**Exercise directions:** For the entries below, print exactly the lines between the line holding "fallbackContext: string | undefined" and the line holding "Use https://github.com/verida/blockchain-vda-web3-client to", inclusive, and nothing else.
(Supplied records)
PR #193, opened 2022-05-05
Fix/190 get many return array. Closes 190

nick-verida:
getMany() currently returns undefined if CouchDB returns falsey. @tahpot suggested it should return a zero-length array in those circumstances. 

This PR implements that.

### DIFF
--- a/.gitignore
+++ b/.gitignore
@@ -4,3 +4,4 @@ ipfs
 node_modules
 .DS_Store
 *.log
+api-docs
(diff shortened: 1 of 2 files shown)


nick-verida:
Adding @pranavburnwal as a reviewer

pranavburnwal:
Looks okay to me as at least this will be returning an empty array. Unsure of usage of the returned value but will not breath any direct code.

pranavburnwal (approved):
Does .gitignore update has anything to do with this PR?

Rest okay.

nick-verida:
> Does .gitignore update has anything to do with this PR?
> 

@pranavburnwal  It actually does! This change modified the return signature so the docs need redeployment. Testing that and I almost checked them in by mistake...

nick-verida:
Merging this

Issue #194, opened 2022-05-13
Add an extra param `fallbackContext` to `openPublicProfile` method default value to `Verida: Vault`


andy-verida:
Follow comment here: https://github.com/verida/verida-js/pull/187#issuecomment-1125491098

PR #200, opened 2022-05-18
Add an extra param `fallbackContext` to `openPublicProfile` method default value to `Verida: Vault`

andy-verida:
## Changes

- Add an extra param `fallbackContext` to `openPublicProfile` method default value to `Verida: Vault`
- Add tests

Issue: https://github.com/verida/verida-js/issues/194

### DIFF
--- a/packages/client-ts/src/client.ts
+++ b/packages/client-ts/src/client.ts
@@ -203,9 +203,29 @@ class Client {
   public async openPublicProfile(
     did: string,
     contextName: string,
-    profileName: string = "basicProfile"
+    profileName: string = "basicProfile",
+    fallbackContext: string = "Verida: Vault"
   ): Promise<Profile | undefined> {
-    const context = await this.openExternalContext(contextName, did);
+    const maxRetry = 2;
+    let context: Context | undefined = undefined;
+    let retryNumber = contextName === fallbackContext ? 1 : maxRetry;
+    let ctxName = contextName;
+
+    do {
+      try {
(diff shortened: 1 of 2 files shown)


tahpot (approved):
@andy-verida This is approved for merging.

However, see my comment to consider.

packages/client-ts/src/client.ts
```diff
@@ -203,9 +203,29 @@ class Client {
   public async openPublicProfile(
     did: string,
     contextName: string,
-    profileName: string = "basicProfile"
+    profileName: string = "basicProfile",
+    fallbackContext: string = "Verida: Vault"
   ): Promise<Profile | undefined> {
-    const context = await this.openExternalContext(contextName, did);
+    const maxRetry = 2;
```
tahpot, line 209: An alternative implementation here could avoid using a retry count.

Basically, when the error is caught (L220), if `fallbackContext` isn't empty or null, return this.openPublicProfile(...) and set `fallbackContext` to null. Next time the error is caught, it will be rethrown because there is no remaining `fallbackContext`.

andy-verida: You're right. Thanks @tahpot

andy-verida: updated, funny how I wrote so much verbose code 🥲 

@tahpot should I merge this PR right away or wait for later.

cmcWebCode40 (commented):
Looks good

PR #203, opened 2022-05-19
Fix infinite recursion cause of set `undefined` to `fallbackContext`

andy-verida:
## Changes
- Hotfix infinite recursion cause of set `undefined` to `fallbackContext`
- Add test

```
public async openPublicProfile(
    did: string,
    contextName: string,
    profileName: string = "basicProfile",
    fallbackContext: string | null = "Verida: Vault"
  ): Promise<Profile | undefined> {
    let context: Context | undefined;
    try {
      context = await this.openExternalContext(contextName, did);
    } catch (error) {
      if (fallbackContext) {
        // !!! Set `undefined` to the fourth param of function has no effect, the default value will be picked up anyway
        return await this.openPublicProfile(did, fallbackContext, profileName, undefined); 

        // Change to this
        // return await this.openPublicProfile(did, fallbackContext, profileName, null);  <= Null
      }
    }

    if (!context) {
      throw new Error(
        `Account does not have a public profile for ${contextName}`
      );
    }

    return context!.openProfile(profileName, did, false);
  }
```

### DIFF
--- a/packages/client-ts/src/client.ts
+++ b/packages/client-ts/src/client.ts
@@ -204,14 +204,14 @@ class Client {
     did: string,
     contextName: string,
     profileName: string = "basicProfile",
-    fallbackContext: string | undefined = "Verida: Vault"
+    fallbackContext: string | null = "Verida: Vault"
   ): Promise<Profile | undefined> {
     let context: Context | undefined;
     try {
       context = await this.openExternalContext(contextName, did);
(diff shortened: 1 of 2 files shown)


tahpot (approved):
Thanks @andy-verida, I also assumed `undefined` and `null` would behave the same here.

Great work adding a unit test for this as well.

PR #211, opened 2022-06-15
Feature/210 decentralize did registry

### LINKED ISSUE #210: [did-client] Migrate to decentralized DID registry
Use https://github.com/verida/blockchain-vda-web3-client to connect to the verida did registry on-chain.

See a video here describing the changes: https://www.loom.com/share/a695651dc27a4a7abf5e0a9c996d3677?from_recorder=1&focus_title=1

tahpot:
Will close #210.


pranavburnwal:
In behest of #213, This PR is outdated. 

cc @ITStar10 @tahpot

tahpot:
This is updating did-client

packages/did-client/src/did-client.ts
```diff
@@ -1,90 +1,308 @@
...
-     * @returns 
+     * @param document Updated DIDDocuent
+     * @returns true if success.
      */
-    public async save(document: DIDDocument): Promise<boolean> {
-        if (!this.privateKey) {
-            throw new Error("Unable to save DIDDocument. No private key.")
+    public async saveDocument(document: DIDDocument | undefined): Promise<boolean> {
+        if (!this.didDoc) {
+            return Promise.reject("No original document")
```
tahpot, line 232: It should be possible to save a new document.

If `this.didDoc` doesn't exist, create a new empty document.

packages/did-client/src/did-client.ts
```diff
@@ -1,90 +1,308 @@
...
+    private identifier: string
+
+    // Verida Wallet Info
+    private veridaPrivateKey: Uint8Array
+    private veridaWallet: VeridaWallet
+
+    // private did?: string
+    
+    // Verida Doc
+    private didDoc? : DIDDocument
```
tahpot, line 107: DID Client can not store DID documents. Its designed to be called to fetch and save did documents, but not retain any state information.

packages/did-client/src/did-client.ts
```diff
@@ -1,90 +1,308 @@
...
+
+
+    // vda-did resolver
+    private didResolver: Resolver
+    private vdaDid: VdaDID
+
+    constructor(config: DIDClientConfig) {
+        this.config = config
+
+        this.identifier = config.identifier
```
tahpot, line 117: This should be calculated from the VDA private key

packages/did-client/src/did-client.ts
```diff
@@ -1,90 +1,308 @@
...
+        //             id: 'did:ethr:0x61:0x599b3912A63c98dC774eF3E60282fBdf14cda748?context=0xcfbf4621af64386c92c0badd0aa3ae3877a6ea6e298dfa54aa6b1ebe00769b28&type=database',
+        //             type: 'VeridaDatabase',
+        //             serviceEndpoint: 'https://db.testnet.verida.io:5002'
+        //         }
+        //     ]
+        //   }
     }
 
+    public authenticate(privateKey: string) {
+        throw new Error('Method not implemented.')
```
tahpot, line 213: This method accepts a private key and then unlocks the ability to save documents.

It should be possible to "get" a document, without providing a private key.

packages/did-client/src/did-client.ts
```diff
@@ -1,90 +1,308 @@
...
+        const web3Config = config.callType === 'gasless' ?
+            <VeridaMetaTransactionConfig>config.web3Config :
+            <VeridaSelfTransactionConfig>{
+                ...<VeridaSelfTransactionConfigPart>config.web3Config,
+                provider: config.provider,
+                rpcUrl: config.rpcUrl,
+                web3: config.web3
+            }
+
+        this.vdaDid = new VdaDID({
```
tahpot, line 142: See below, this should only happen when the user "authenticate()"s.

packages/did-client/src/did-client.ts
```diff
@@ -1,90 +1,308 @@
...
+ */
+export interface DIDClient {
+
+    authenticate(privateKey: string): void;
+
+    getDid(): string | undefined;
+
+    getPublicKey(): string;
+
+    saveDocument(document: DIDDocument): Promise<boolean>;
```
tahpot, line 75: Rename to "save()" to match the previous interface to avoid breaking other protocol code

packages/did-client/src/did-client.ts
```diff
@@ -1,90 +1,308 @@
...
+
+    getDocument(): Promise<DIDDocument | null>
```
tahpot, line 77: Rename to "get()" to match the previous interface to avoid breaking other protocol code

packages/did-client/src/did-client.ts
```diff
@@ -1,90 +1,308 @@
...
+}
+
+interface Controller extends VerificationMethodBase {
+    blockchainAccountId: string
+}
+
+/**
+ * Interface to DIDClient instance
+ */
+export interface DIDClient {
```
tahpot, line 67: This interface needs to match the methods the previous did-client implementation had.

packages/did-client/src/did-client.ts
ITStar10: Removed.

packages/did-client/src/did-client.ts
ITStar10: Created an empty document when original document is not existed.

packages/did-client/src/did-client.ts
ITStar10: Updated.

packages/did-client/src/did-client.ts
ITStar10: Once privateKey not provided in constructor, there should be an identifier in config. If not we can't create a vda-did-resolver and consequently not able to get document.

packages/did-client/src/did-client.ts
ITStar10: done

packages/did-client/src/did-client.ts
ITStar10: done

packages/did-client/src/did-client.ts
ITStar10: Will remove interface and export class directly.
This interface was designed to load did document asynchronously in the did-document creation.
Not necessary now.

ITStar10 (commented):
Should remove unnecessary test files in vda-did-xx libraries.

packages/did-client/src/did-client.ts
ITStar10: There is no verida private key in constructor params now.
Verida private key will be inputed in authenticate() function.
Now in the constructor, did-client interpret the inputed identifiers and deduce DID from it. Input param for `identifier` can be an DID or an address value.

packages/did-client/src/did-client.ts
ITStar10: Implemented.

packages/did-client/src/did-client.ts
ITStar10: Done.

tahpot:
Next steps for @ITStar10 in `vda-did-resolver`:

1. Update the configuration to have `testnet` that uses Verida contract address and chainId. Remove all the ethereum networks.
2. Replace `ethr` with `vda` for all the code, so the library expects `vda` DID's.

`did-document`:

1. @tahpot to produce a broken unit test to show this issue

tahpot:
@ITStar10 I have added back the original unit tests in `did-client`.

None of them pass, but we need them to all pass. Can you please review and investigate what is needed to change so they all pass?

packages/did-document/src/did-document.ts
```diff
@@ -101,10 +103,10 @@ export default class DIDDocument {
             return !entry.id.match(contextDid)
         })
         this.doc.assertionMethod = this.doc.assertionMethod!.filter((entry: string | VerificationMethod) => {
-            return entry !== `${this.doc.id}?context=${contextHash}#sign`
+            return entry !== `${this.doc.id}?context=${contextHash}`
```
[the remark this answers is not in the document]
ITStar10: image
Please take a look for Key purpose of public keys.
As there are purpose of keys while adding by setAttribute() function, we don't need feel to set key type after context.
As you can see, there are 3 key purposes of veriKey, sigAuth, & enc.
Here I matched "#sign" to sigAuth & "#asym" to veriKey.
Do we need to add more key types?
And I am not sure whether adding more types is compatible with DID spec.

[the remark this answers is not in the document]
ITStar10: Link is https://github.com/decentralized-identity/ethr-did-resolver/blob/master/doc/did-method-spec.md

tahpot:
I have merged #231 which solves the following issues:

1. The code now expects `vda` instead of `ethr` in the did registry client library
2. Original `did-client` unit tests have been added back and now pass
3. Default did registry configuration uses testnet and previous ethereum networks have been removed

The following issues remain:

1. There are lots of commented out tests in `did-client.basic.test.ts`. Do you want to remove these or uncomment them?
2. `chainId` being inserted into `did` (this is not part of the VDA spec and will break everything)
3. Inability to handle both `asym` and `sym` public keys for an application context

packages/did-document/src/did-document.ts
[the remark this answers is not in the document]
tahpot: I have resolved this issue with this commit: https://github.com/verida/verida-js/pull/211/commits/b069bd590456a95c9134cd04f23994583fd545ed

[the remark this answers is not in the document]
tahpot: Actually, I haven't resolved this.

How can `did-document` specify the key purpose so that it is saved? I think that's the problem. This code needs to set the key purpose so that `vda-did-resolver` can save it to the blockchain.

ITStar10:
- did-client.basic.test.ts file is already removed.
- chainId is for DID-Registry-contracts deployed on the blockchains other than Polygon.
If we're aiming at Polygon only, we can remove chainId in the configuration. chainId is used to create RPCProvider.
Instead of chainId in the configuration, we can use only chainName and we should have a list of chain IDs of supported chain name in our code.
- As mentioned before, please check `addContextSignKey()` and `addContextAsymKey()` functions in the did-document.ts.
- Will check storage-link.

ITStar10:
> There are lots of commented out tests in did-client.basic.test.ts. Do you want to remove these or uncomment them?
This file is already removed.

packages/did-document/src/did-document.ts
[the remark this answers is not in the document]
ITStar10: Please take a look line#93 ~ line#100 of did-client/src/helpers.ts.
You can know that how it deduce the keyPurpose from created DIDDocument.
For each item in the document.verificationMethod, if same id is contained in document.authentication the keyPurpose is 'sigAuth'. If same id is contained in document.keyAgreemtn, keyPurpose is 'enc'.

image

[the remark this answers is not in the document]
tahpot: How does this map back to the DID document when the smart contract is read?

Can we make this more explicit by using query parameters in the publicKey that specify “typ”? That logic will not always hold true in the future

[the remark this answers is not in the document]
ITStar10: Please check line#266 ~ line#270 in the vda-did-resolver/src/resolver.ts. Same logic. I created above code from the vda-did-resolver. They're matched.

image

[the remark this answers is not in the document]
ITStar10: Of course, we can add type in the attribute value. To do so, need to check out vda-did & vda-did-resolver again.

tahpot:
@ITStar10 I have updated the did-client tests to show how they don't work.

See [this commit](https://github.com/verida/verida-js/pull/211/commits/eebf84ec550d8e19a2c32580e9ad144bafff2c94)

I have updated the test to do a comparison on the original DID document that was to be saved and then on the DID document retrieved from the blockchain.

These are the issues:

1. `verificationMethod`: `type=asym` and `type=sign` values are not being saved. `context` not being saved.
2. `keyAgreement`: `type=asym` is not being saved. `context` not being saved.
3. `assertionMethod`: `type=sign` is not being saved. `context` not being saved.

PR #224, opened 2022-08-10
EncryptionUtils sign() function support hex values

### LINKED ISSUE #223: [encryption-utils] Upgrade the signData() function to sign Hex values properly
What doesnt work:
https://github.com/verida/verida-js/blob/main/packages/encryption-utils/src/index.ts#L109

to sign data passed in as Hexadecimal values(eg hashes)

What works:
https://github.com/pubkey/eth-crypto/blob/master/src/sign.js

Reference comment from NONA:
https://github.com/verida/private-data-bridge/blob/main/packages/ethereum/tests/data-signing-options.test.js#L67

ITStar10:
Updated:
	hash() function

Tested:
	Tested for hex values & arrays

Closes #223

### DIFF
--- a/packages/encryption-utils/src/index.ts
+++ b/packages/encryption-utils/src/index.ts
@@ -7,6 +7,7 @@ import {
 } from "tweetnacl-util";
 import { ethers, utils } from 'ethers'
 import util = require("tweetnacl-util");
+import { isHexString } from "ethers/lib/utils";
 
 const newSymNonce = () => randomBytes(secretbox.nonceLength);
 const newAsymNonce = () => randomBytes(box.nonceLength);
@@ -151,7 +152,12 @@ export default class EncryptionUtils {
     }
 
     static hash(data: any) {
-        if (typeof(data) != 'string' && !isArrayLike(data)) {
+        
+        if (typeof(data) === 'string') {
+            if (!isHexString(data)) {
+                data = utils.toUtf8Bytes(data)
+            }
+        } else if (!isArrayLike(data)) {
             data = utils.toUtf8Bytes(JSON.stringify(data))
         }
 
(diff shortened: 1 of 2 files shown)


packages/encryption-utils/test/all.tests.ts
```diff
@@ -12,6 +12,11 @@ const signingKey = {
     privateKey: new Uint8Array(Buffer.from(wallet.privateKey.substr(2),'hex'))
 }
```
pranavburnwal, line 14: Please remove these console.log

pranavburnwal (changes requested):

packages/encryption-utils/test/all.tests.ts
ITStar10: It's a randomly created key.

ITStar10: Updated

packages/encryption-utils/src/index.ts
```diff
@@ -137,11 +152,16 @@ export default class EncryptionUtils {
...
 
     static hash(data: any) {
-        if (typeof(data) != 'string') {
-            data = JSON.stringify(data)
+        
+        if (typeof(data) === 'string') {
+            if (!isHexString(data)) {
+                data = utils.toUtf8Bytes(data)
+            }
+        } else if (!isArrayLike(data)) {
```
tahpot, line 160: If the data is an array, it will no longer be JSON encoded. That is a change from the previous behaviour.

Is that intentional?

packages/encryption-utils/test/all.tests.ts
```diff
@@ -73,7 +73,8 @@ describe('Encryption tests', () => {
         })
 
         it('can create and verify signatures of a string input', async () => {
-            const input = 'hello world'
+            // const input = 'hello world'
+            const input = '0x1234'
```
tahpot, line 77: Need to also check for `hello world`

tahpot (changes requested):
Added some comments.

cc @ITStar10 @pranavburnwal

packages/encryption-utils/src/index.ts
ITStar10: Not only that. If data is hex string, it will not convert it to Utf8bytes.

tahpot (approved):
This looks good.

I ran the tests locally and they all pass. Code review looks good.

PR #215, opened 2022-07-13
Move vda-did, vda-did-resolver, vda-web3-clinet

ITStar10:
Resolves #216  #217

PR #226, opened 2022-09-01
feature/218 Update DID client to support get() and set()

tahpot:
Resolves #215


tahpot:
Initial commit that adds support for `DIDDocument.compare()`. Handing over to @ITStar10 to continue from here.

PR #234, opened 2022-10-04
Feature/210 refactor

tahpot:
Fixes to:

- `did-document`
- `did-client`
- `storage-link`

Refactor of `did-client` to be simpler and use a single `DIDClient` export as per the original code.


packages/did-client/src/did-client.ts
```diff
@@ -32,104 +23,39 @@ interface VeridaSelfTransactionConfigPart  {
...
-
-    getDid(): string | undefined;
-
-    getPublicKey(): string | undefined;
-
-    save(document: DIDDocument): Promise<boolean>;
-
-    get(did?: string): Promise<DIDDocument | null>
-    
+    network: string             // `testnet` OR `mainnet`
```
ITStar10, line 26: Users can't create DIDClient with chain ID. It's now supporting for only mainnet or testnet.
Question : Verida will not support for other chains later? It will run on only Polygon network?
If we need to support another chains, we should update this configuration.

packages/did-client/src/did-client.ts
```diff
@@ -32,104 +23,39 @@ interface VeridaSelfTransactionConfigPart  {
...
+    connectMode: string         // direct OR gasless @todo: use proper enums
+    rpcUrl : string            // blockchain RPC URI to use
```
ITStar10, line 28: Before updates, users could create a did-client with one of signer, provider, or rprcUrl.
Less configuration makes it clear but users will lose diversity of creation.

packages/did-client/src/did-client.ts
tahpot: Noted.

We don't plan to support other chains at this stage. If we did, we will add them to the `vda-did-resolver` list of supported networks.

packages/did-client/src/did-client.ts
tahpot: Correct. For now, I'm fine to restrict to `rpcUrl` or `gasless`.

PR #236, opened 2022-10-05
235 - Add publicKeyHex fields to each item in VerificationMethod

ITStar10:
Update done.

Tested with test code of did-client.

Missing : Last test case is being failed.


tahpot (approved):
Looks good

PR #250, opened 2022-11-04
DID-Document serviceEndpoint type updated

ITStar10:
did-document/src/interface
	interface SecurecontextEndPoint{
		...
		endpointUri: string[] //updated from string to string[]
	}


tahpot:
No longer relevant. Fixed in `acacia` release PR.

PR #267, opened 2022-11-25
Vda-web3-client Gas configuration updated

ITStar10:
Tested
	- for each gas configuration type


tahpot (commented):
Two key changes:

1. Leave existing gas calculation code as a fallback if no gas config is provided
2. Gas limit per method is the units not the fee.

packages/vda-web3-client/src/VeridaContractBase.ts
```diff
@@ -203,16 +209,29 @@ export class VeridaContract {
...
+                    // let gasLimit = await contract.estimateGas[methodName](...params);
+                    // gasLimit = gasLimit.mul(BigNumber.from(15)).div(BigNumber.from(10)) // Multiply 1.1
+                    // console.log(gasLimit.toString())
+
+                    const gasConfig : Record<string, any> = {}
+                    // {
+                    //     gasLimit: 500000 // gasLimit,
+                    //     // gasPrice
+                    // }
+                    if (this.web3Config?.fixedGasPerMethod?.has(methodName)) {
```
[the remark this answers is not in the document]
ITStar10: They're used as a gasLimit already.
image

packages/vda-web3-client/src/VeridaContractBase.ts
```diff
@@ -206,40 +209,45 @@ export class VeridaContract {
                 if (methodType === 'view') {
                     ret = await contract.callStatic[methodName](...params)
                 } else {
-                    if (this.logPerformance) {
-                        console.log('Node endpoint: ' + (<JsonRpcProvider> contract.provider).connection.url)
-                    }
+                    let gasConfig : Record<string, any> | undefined = {}
+                    // console.log("Params : ", params)
+
+                    const paramLen = params.length
```
tahpot, line 215: Please specify a typescript type for `params`

packages/vda-web3-client/src/VeridaContractBase.ts
```diff
@@ -206,40 +209,45 @@ export class VeridaContract {
...
+                    if (params !== undefined
```
tahpot, line 216: This is very difficult to read.

Perhaps try doing something like:

const gasConfig = _.merge(params, this.methodDefaults[methodName], this.webConfig.gasConfig)

packages/vda-web3-client/test/didregistry.test.ts
```diff
@@ -402,4 +402,47 @@ describe('DidRegistry Test', () => {
       );
     });
   });
+
+  describe('Manual gas configuration test', () => {
```
tahpot, line 406: This is testing the gasConfig being specified as a param.

Can we have tests for `methodDefaults` and `web3config` settings?

tahpot (changes requested):

packages/vda-web3-client/test/didregistry.test.ts
ITStar10: Global gas configuration & `methodDefaults` is already defiend in the "test/utils.ts" file at line#86 ~ line#95

tahpot: They are defined there, but you need to tests that show the `web3config` is used if the other options aren't provided and that `methodDefaults` is used if gas config isn't specified in `params`.

tahpot (changes requested):
Looks good, just one comment remaining on the test.

packages/vda-web3-client/test/didregistry.test.ts
ITStar10: Already tested for various cases. Please check `didregistry.test.ts` file again:
line#411 : `No gas configuration` is test for default web3 config. 
line#425 : `Call wigh global gas configuration` : Used the global gas cofiguration
line#459 : `Call with method default gas configuration` : Used the methodDefaults configuration with global configuration defined
line#513 : `Call with manual gas configuration` : Used to test gas configuration in the function parameters

tahpot: Got it! I missed that. Looks great :)

tahpot (approved):

PR #268, opened 2022-11-28
Feature/192 Add supporting named accounts

### LINKED ISSUE #192: Support named verida accounts
Use the `name-registry` to lookup verida accounts with a specific name.

tahpot:
Closes #192


tahpot:
@ITStar10 I have this basically working, except when I try to run it against the smart contract deployed on Polygon Mumbai, I always get `invalid signature`. The signing code was copied directly from your working unit tests, so I don't know what the problem is. Perhaps Mumbai doesn't have the latest contract deployed or I'm using the wrong contract address?

Contract address is specified here: https://github.com/verida/verida-js/pull/268/files#diff-4c679fe299c1df8851850945c1ee983f06275b657f595ce00d6d9243e714c089R6

tahpot:
Please update the default postfix for Verida names to be `.vda` instead of `.verida`.

tahpot:
@ITStar10 Can you please add this library to standardize usernames?

https://github.com/adraffy/ens-normalize.js

PR #259, opened 2024-05-28
make async913 disabled by default

jakkdl:
oopsies

### DIFF
--- a/docs/changelog.rst
+++ b/docs/changelog.rst
@@ -4,6 +4,10 @@ Changelog
 
 *[CalVer, YY.month.patch](https://calver.org/)*
 
+24.5.6
+======
+- Make :ref:`ASYNC913 <async913>` disabled by default, as originally intended.
+
 24.5.5
 ======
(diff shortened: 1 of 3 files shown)


Zac-HD (approved):
Oops, should have noticed in review 😅

jakkdl:
...although looking at it more closely, we already default `--disable` to `ASYNC9`, and what `disable_codes_by_default` achieves is adding the codes to `--ignore`. So in effect we're doubly disabling the codes and you have to both `--select` and `--enable` them to get run? Seems bad, we probably shouldn't bother with calling 
...nvm nope! Turns out we change the default to `--disable` depending on if we're standalone or not.

This is a jolly mess, which maaybe made sense before flake8 started enforcing three-letter codes in `--ignore` (and presumably `--select`). We probably should stop calling `option_manager.extend_default_ignore(default_disabled_error_codes)` and make `--disable` always have the default of `ASYNC9`, and lean into that end-users should only use enable/disable, and never try to use select/ignore.

jakkdl:
should've marked it draft while writing up that comment x)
(End Supplied records)
**Response to the task:**
-    fallbackContext: string | undefined = "Verida: Vault"
+    fallbackContext: string | null = "Verida: Vault"
   ): Promise<Profile | undefined> {
     let context: Context | undefined;
     try {
       context = await this.openExternalContext(contextName, did);
(diff shortened: 1 of 2 files shown)


tahpot (approved):
Thanks @andy-verida, I also assumed `undefined` and `null` would behave the same here.

Great work adding a unit test for this as well.

PR #211, opened 2022-06-15
Feature/210 decentralize did registry

### LINKED ISSUE #210: [did-client] Migrate to decentralized DID registry
Use https://github.com/verida/blockchain-vda-web3-client to connect to the verida did registry on-chain.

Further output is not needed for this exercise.